From 4d950a261fdfbe18a16ead421d67e3959236be6b Mon Sep 17 00:00:00 2001
From: Mike Perry <mikeperry-git@torproject.org>
Date: Fri, 16 Dec 2022 22:22:27 +0000
Subject: Prop#324: Do not increase cwnd if the window is not full.

 - Allow a gap between inflight and cwnd before declaring the cwnd not full.
 - Parameterize how often a cwnd must be full
 - Clean up vegas algorithm for variable scoping and clarity
---
 proposals/324-rtt-congestion-control.txt | 184 +++++++++++++++++++++++--------
 1 file changed, 141 insertions(+), 43 deletions(-)

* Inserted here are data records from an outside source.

PR #311, opened 2019-07-09
Enable MIOpen Backend for HIP-Clang Compiler

aaronenyeshi:
We should also build the GPU libraries for HIP-Clang compiler.


pfultz2:
This should use `check_cxx_compiler_flag` instead as this wont work when using clang. And we need to use clang directly so that the correct flags will be passed to clang-tidy.

I think doing something like `check_cxx_compiler_flag(HAS_HIP "-x hip")` should enough.

aaronenyeshi:
@pfultz2 where is that function defined? How does it know HAS_HIP?

CMakeLists.txt
```diff
@@ -32,7 +32,7 @@ if(CMAKE_CXX_COMPILER_ID STREQUAL "GNU")
     endif()
 endif()
 
-if(CMAKE_CXX_COMPILER MATCHES ".*hcc")
+if(check_cxx_compiler_flag(HAS_HIP "-x hip"))
```
pfultz2: This needs to be separate lines:

```cmake
check_cxx_compiler_flag(HAS_HIP "-x hip")
if(HAS_HIP)
```

aaronenyeshi:
I tried using the check_cxx_compiler_flag option, and I am getting this with hip-clang compiler: 
-- Performing Test -x hip
-- Performing Test -x hip - Failed

pfultz2:
> I tried using the check_cxx_compiler_flag option, and I am getting this with hip-clang compiler

Hip clang doesnt recognize `-x hip` flag? I thought that was the flag needed to compile with hip-clang.

pfultz2:
I see it cant find the device files:

```
$ echo | /opt/rocm/hcc/bin/clang-9 -x hip -
clang-9: error: no such file or directory: 'hip.amdgcn.bc'
clang-9: error: no such file or directory: 'opencl.amdgcn.bc'
clang-9: error: no such file or directory: 'ocml.amdgcn.bc'
clang-9: error: no such file or directory: 'ockl.amdgcn.bc'
clang-9: error: no such file or directory: 'oclc_finite_only_off.amdgcn.bc'
clang-9: error: no such file or directory: 'oclc_daz_opt_off.amdgcn.bc'
clang-9: error: no such file or directory: 'oclc_correctly_rounded_sqrt_on.amdgcn.bc'
clang-9: error: no such file or directory: 'oclc_unsafe_math_off.amdgcn.bc'
clang-9: error: no such file or directory: 'oclc_isa_version_20.amdgcn.bc'
```

pfultz2:
We need to add `--cuda-host-only`. So we can do `check_cxx_compiler_flag(HAS_HIP "--cuda-host-only -x hip")` to detect hip-clang.

aaronenyeshi:
It seems both HCC's clang and HIP-Clang doesn't exit with positive.
HCC:
```
# echo | /opt/rocm/hcc/bin/clang --cuda-host-only -x hip -
/usr/lib/gcc/x86_64-linux-gnu/7.4.0/../../../x86_64-linux-gnu/crt1.o: In function `_start':
(.text+0x20): undefined reference to `main'
clang-9: error: linker command failed with exit code 1 (use -v to see invocation)
```
HIP-Clang
```
# echo | /opt/rocm/hip/bin/clang --cuda-host-only -x hip -
/usr/lib/gcc/x86_64-linux-gnu/5.4.0/../../../x86_64-linux-gnu/crt1.o: In function `_start':
(.text+0x20): undefined reference to `main'
clang: error: linker command failed with exit code 1 (use -v to see invocation)
```

pfultz2:
> It seems both HCC's clang and HIP-Clang doesn't exit with positive.
HCC

You need to only use compile `-c`. This works `echo | /opt/rocm/hcc/bin/clang++ --cuda-host-only -x hip -c -`.

> So HIP-Clang CMake still having an issue:

I guess I should have read the documentation closer. The parameters are flipped. It should be `check_cxx_compiler_flag("--cuda-host-only -x hip" HAS_HIP)`. This works for me:

```
-- Performing Test HAS_HIP
-- Performing Test HAS_HIP - Success
```

aaronenyeshi:
Thank you so much, I've pushed an updated version, and it works with HIP-Clang as well.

(limited to 'proposals/324-rtt-congestion-control.txt')

diff --git a/proposals/324-rtt-congestion-control.txt b/proposals/324-rtt-congestion-control.txt
index d529d5c..4937744 100644
--- a/proposals/324-rtt-congestion-control.txt
+++ b/proposals/324-rtt-congestion-control.txt
@@ -538,7 +538,10 @@ original cwnd estimator. So while this capability to change the BDP estimator
 remains in the C implementation, we do not expect it to be used.
 
 However, it was useful to use a local OR connection block at the time of
-SENDME ack arrival, as an immediate congestion signal.

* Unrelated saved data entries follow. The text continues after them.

PR #319, opened 2019-07-16
changes for bert to get the same result between cpu and gpu

scxiao:


src/onnx/onnx.cpp
```diff
@@ -257,14 +261,28 @@ struct onnx_parser
         return prog.add_instruction(op, std::move(args));
     }
 
-    instruction_ref
-    parse_softmax(const std::string&, const attribute_map&, std::vector<instruction_ref> args)
+    //    instruction_ref
```
kahmed10: can we have a separate PR that changes parse_softmax to use the new implementation?

scxiao: fixed. move this part to another PR

PR #322, opened 2019-07-17
Parse softmax using new implementation

scxiao:


kahmed10:
Can you change the tf parsing in this PR as well?

src/targets/gpu/gemm.cpp
```diff
@@ -171,6 +171,35 @@ shape miopen_gemm::compute_shape(const std::vector<shape>& inputs) const
 {
     std::vector<shape> input_shapes(inputs.begin(), inputs.begin() + inputs.size() - 1);
     check_shapes{input_shapes}.not_broadcasted();
+    auto a_strides = inputs[0].strides();
+    auto dim_0     = a_strides.size() - 2;
+    if(a_strides.size() > 2)
+    {
+        if(!std::all_of(a_strides.begin(), a_strides.begin() + dim_0, [&](auto batch_size) {
+               return std::all_of(a_strides.begin() + dim_0, a_strides.end(), [&](auto data_size) {
```
pfultz2: This doesnt seem to check for transposed batches. It would be better to get the max stride of the last two dimensions and then do `adjacent_find` to make sure each stride is greater than the max stride and greater than its previous stride.

src/tf/tf.cpp
```diff
@@ -715,14 +715,19 @@ struct tf_parser
...
+    instruction_ref parse_softmax(const std::string&,
+                                  const attribute_map& attributes,
+                                  std::vector<instruction_ref> args)
     {
-        auto dims = args.front()->get_shape().lens();
-        auto r =
-            prog.add_instruction(op::reshape{{long(dims[0]), long(dims[1]), 1, 1}}, args.front());
-        auto s = prog.add_instruction(op::softmax{}, r);
-        return prog.add_instruction(op::reshape{{long(dims[0]), long(dims[1])}}, s);
+        int axis = 1;
```
kahmed10: In tf, the default axis is actually -1, indicating to perform softmax on the last dimension. Also, if the input is a transpose, then softmax is currently failing. This is my current workaround in another branch, feel free to use it to make modifications:
```
add_mem_op("Softmax", &tf_parser::parse_softmax<op::softmax>, false);
```
```
    // template to facilitate the logsoftmax later
    template <class Op>
    instruction_ref parse_softmax(const std::string&,
                                  const attribute_map& attributes,
    {
        int axis = -1;
        auto num_dims = args[0]->get_shape().lens().size();
        if(contains(attributes, "axis"))
        {
            axis = static_cast<int>(attributes.at("axis").i());
        }
        if(axis < 0)
        {
            axis += num_dims;
        }

        return prog.add_instruction(Op{axis}, make_contiguous(args[0]));
    }
```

+SENDME ack arrival, as an immediate congestion signal. Note that in C-Tor,
+this orconn_block state is not derived from any socket info, but instead is a
+heuristic that declares an orconn as blocked if any circuit cell queue
+exceeds the 'cellq_high' consensus parameter.
 
 (As an additional optimization, we could also use the ECN signal described in
 ideas/xxx-backward-ecn.txt, but this is not implemented. It is likely only of
@@ -554,70 +557,132 @@ per the rules in RFC3742:
       # Below the cap, we increment as per cc_cwnd_inc_pct_ss percent:
       return round(cc_cwnd_inc_pct_ss*cc_sendme_inc/100)
     else:
-      # This returns an increment equivalent to RFC3742, rounded:
-      # K = int(cwnd/(0.5 max_ssthresh));
-      # inc = int(MSS/K);
-      return round((cc_sendme_inc*cc_ss_cap_pathtype)/(2*cwnd));
+      # This returns an increment equivalent to RFC3742, rounded,
+      # with a minimum of inc=1.
+      # From RFC3742:
+      #  K = int(cwnd/(0.5 max_ssthresh));
+      #  inc = int(MSS/K);
+      return MAX(round((cc_sendme_inc*cc_ss_cap_pathtype)/(2*cwnd)), 1);
+
+During both Slow Start, and Steady State, if the congestion window is not full,
+we never increase the congestion window. We can still decrease it, or exit slow
+start, in this case. This is done to avoid causing overshoot. The original TCP
+Vegas addressed this problem by computing BDP and queue_use from inflight,
+instead of cwnd, but we found that approach to have signficantly worse
+performance.
+
+Because C-Tor is single-threaded, multiple SENDME acks may arrive during one
+processing loop, before edge connections resume reading. For this reason,
+we provide two heuristics to provide some slack in determining the full
+condition. The first is to allow a gap between inflight and cwnd,
+parameterized as 'cc_cwnd_full_gap' multiples of 'cc_sendme_inc':
+   cwnd_is_full(cwnd, inflight):
+     if inflight + 'cc_cwnd_full_gap'*'cc_sendme_inc' >= cwnd:
+       return true
+     else
+       return false
+
+The second heuristic immediately resets the full state if it falls below
+'cc_cwnd_full_minpct' full:
+   cwnd_is_nonfull(cwnd, inflight):
+     if 100*inflight < 'cc_cwnd_full_minpct'*cwnd:
+       return true
+     else
+       return false
+
+This full status is cached once per cwnd if 'cc_cwnd_full_per_cwnd=1';
+otherwise it is cached once per cwnd update. These two helper functions
+determine the number of acks in each case:
+   SENDME_PER_CWND(cwnd):
+     return ((cwnd + 'cc_sendme_inc'/2)/'cc_sendme_inc')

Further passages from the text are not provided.